Several titles in Russia have described how the move means that Belarus is now becoming one with Russia, “integrated into the Russian military machine”.

Steve Rosenberg, BBC Russia editor, examined what the Russian newspapers were saying following Putin’s announcement over the weekend.

A headline in the popular, privately-owned Moscow newspaper Moskovsky Komsomolets reads “Putin’s nuclear sensation”. On Belarus and Russia, the article concludes: “This decision shows that we are now one country.”

The paper is owned by Pavel Gusev who has been editor-in-chief since 1983. He has been described as an “obedient servant of Putin” by the Russian writer Viktor Shenderovich.

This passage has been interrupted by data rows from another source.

PR #7282, opened 2026-06-29
MTV-5636 | fix vSphere provider to validate server cert against user-provided CA

AmenB:
VerifyTLSConnection() was fetching the server's own certificate with
InsecureSkipVerify=true, adding it to a new cert pool, and validating
against itself — circular self-trust. The user-provided ca.crt was
never used for validation, so any valid PEM was accepted regardless
of whether it matched the vCenter server's actual certificate chain.

This fix uses the ca.crt from the provider secret as the trust anchor
instead of the server's own certificate. If no ca.crt is provided,
it falls back to the system cert pool.

Additionally, the collector blocker check is moved before the
secretChanged branch so the inventory collector is never started
when the connection test fails, and the provider phase is set to
ConnectionFailed instead of remaining stuck at Staging.

Ref: https://redhat.atlassian.net/browse/MTV-5636
Resolves: MTV-5636

### DIFF
--- a/pkg/controller/provider/controller.go
+++ b/pkg/controller/provider/controller.go
@@ -337,6 +337,13 @@ func (r *Reconciler) updateContainer(provider *api.Provider) (err error) {
 	}
 	secretChanged := secret.ResourceVersion != provider.Status.SecretResourceVersion
 
+	if provider.Status.HasBlockerCondition() ||
+		!provider.Status.HasCondition(ConnectionTestSucceeded) {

Mr Gusev was sanctioned by the European Union in April of last year “in response to the ongoing unjustified and unprovoked Russian military aggression against Ukraine and other actions undermining or threatening the territorial integrity, sovereignty and independence of Ukraine.”

The pro-Kremlin Komsomolskaya Pravda, Russia’s most-read tabloid, wrote that the small number of Iskander tactical missile systems that have been moved to Belarus will make it easier to attack any NATO country.

Part of the article read: “This will make it possible for Russian nuclear weapons to reach any NATO country in Europe in the event of an attack on Russia or Belarus.”

Although NATO spokeswoman Oana Lungescu described Putin’s move as “dangerous,” she said that the West had not “seen any changes in Russia’s nuclear posture that would lead us to adjust our own”.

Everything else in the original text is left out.